建物の至る所にはヒビらしきものが見られ、外壁の至る所が変色していた。塗料が剥がれているからなのだろうが、剥がれている部分が多すぎて、もはやどっちが剥がれた跡なのか分からなかった。場合によっては、もはやそれが模様にすら見えた。
館の設計者は、おそらく洋館をベースにイメージしたのだろう。漢字の『山』のような形をした3階建てのそれは、『昔は』さぞかし豪華絢爛だったのだろうと思わせる状態であった。
マリアが、格子に手を掛ける。ぎい、と耳障りな音に鳥肌を立てるマリーを他所に、マリアはくるりと振り返った。
「まあ、何はともあれ荷物持ちありがとう。マリー君が力持ちで助かったわ……やっぱり見た目はそうでも、中身は立派な男なのね」
マリアの賞賛に、マリーは苦笑して答えた。残念な話だが、今のマリーは見た目相応の力しか出せない。魔力コントロールによって、身体能力を底上げしている状態であることは、黙っておくことにした。
さっさと中へ入っていく二人を見つめる。マリーはもう一度館全体を眺めた後、荷物を抱え直し、二人の後に続いた。格子門を足で閉めると共に発生する異音に、二度目となる鳥肌を立てた。
館の広さに合わせて設計された玄関は、おおよそ数十組の靴を並べても余裕がある程に広かった。正面に続く階段は上階に繋がっており、年月によって古ぼけた絨毯が段に合わせて敷き詰められていた。壁に等間隔で設置された照明は、細微まで装飾が行き届いたガラス製だ。
玄関を上がって、左右に伸びた廊下の奥を見やる。玄関向かって右側に伸びた通路には、大きな扉が一つ。左側には、いくつかの扉が確認出来、用途不明の台が等間隔で設置されているのが見えた。なんだろうかとマリーが首を傾げるそれは、せいぜいマリーの腹部ぐらいの高さしかなく、そのどれもが床と一体になっているのが分かった。不用意に動かせないようにしているようだ。
これで上に『綺麗』が付けば、さぞ見ものであったのだが……チラリと、マリーは照明に被った埃を見つめた。さすがに、広すぎて掃除が行き届かないのだろう。普通の館なら気にならない程度の汚れだが、こういう建物の場合、そうはいかなかった。
「ただいま帰ったわよー」
左側の廊下を進みながら、マリアは大声で帰宅を告げた。その横で「ただいま」と小さく発したサララの言葉がかき消されるぐらいに大きかった。
(そっち側に行くのか)抱え直した荷物が、音を立てる。二人の後を追いかけながら、背後へと振り返る……と、通路の奥にある大扉がかちゃりと開いた。扉の奥から、ぬっと赤い髪の女性が顔を覗かせた。あっ、とマリーが立ち止まると同時に、女性の顔がくるりとマリーへと向いた。

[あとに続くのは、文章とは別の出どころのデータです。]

PR #2535, opened 2017-06-05
Expose show hotspot/oncokb/civic/mcg properties

inodb:
This exposes show hotspot/oncokb/civic/mycancergenome props to the frontend


core/src/main/java/org/mskcc/cbio/portal/util/GlobalProperties.java
```diff
@@ -718,7 +718,7 @@ public static String getSessionServiceUrl()
     {
         return sessionServiceURL;
     }
-
```
inodb: removed some trailing whitespace ;)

女性の顔に、驚きの色が浮かび、すぐに笑顔を形作った。声を掛けるべきかどうか悩んでいるマリーに向かって、手をひらひらと振ると、するりと扉の陰から姿を出した。
(うわっ、でけぇ……ていうか、エロい恰好だな、おい)
女性の全身を見たマリーは思わず、心の中で呟いた。遠目からでも分かるぐらいに立派な胸部の膨らみが、シャツを押し上げている。程よく脂肪の乗った四肢が、すらりと伸びており、四肢の長さが強調されている。
シャツとショーツだけという恰好のせいで、色々と目のやりどころに困る姿だ。何をしていたのかは知らないが、シャツやらショーツやらの色が濃くなっているのが分かった。
鼻の下が伸びてしまいそうな光景に、マリーはどうしていいか分からず、女性から視線を逸らせない。けれども、女性が歩き出したのを見た瞬間、マリーの興奮は瞬く間に静まった。
(この女……足が……)
マリーの視線が、女性の右足に向けられる。引きずるとまではいかなくても、不自然な右足の運び……右足に力が入っていないのが見て取れる。不自然ながらも、よどみない足の動きを見る限り、満足に動かせなくなってから、長いのだろう。うっすらと、太ももに傷跡があるのが見えた。
(すげえ美人……可愛いっていうか、格好いい系の美人だな)
そう、マリーは女性を評価する。ゆっくりと、マリーの前までやってきた女性は、ふう、と息を吐いて立ち止まった。改めて対面する女性は、マリーよりも二つ分は頭の位置が高い。へたな男性よりも背丈がある。
張り付いたシャツによって浮き出た肉体のライン……膨らみの先端に浮き出た二つの存在を、マリーは見て見ぬフリをした。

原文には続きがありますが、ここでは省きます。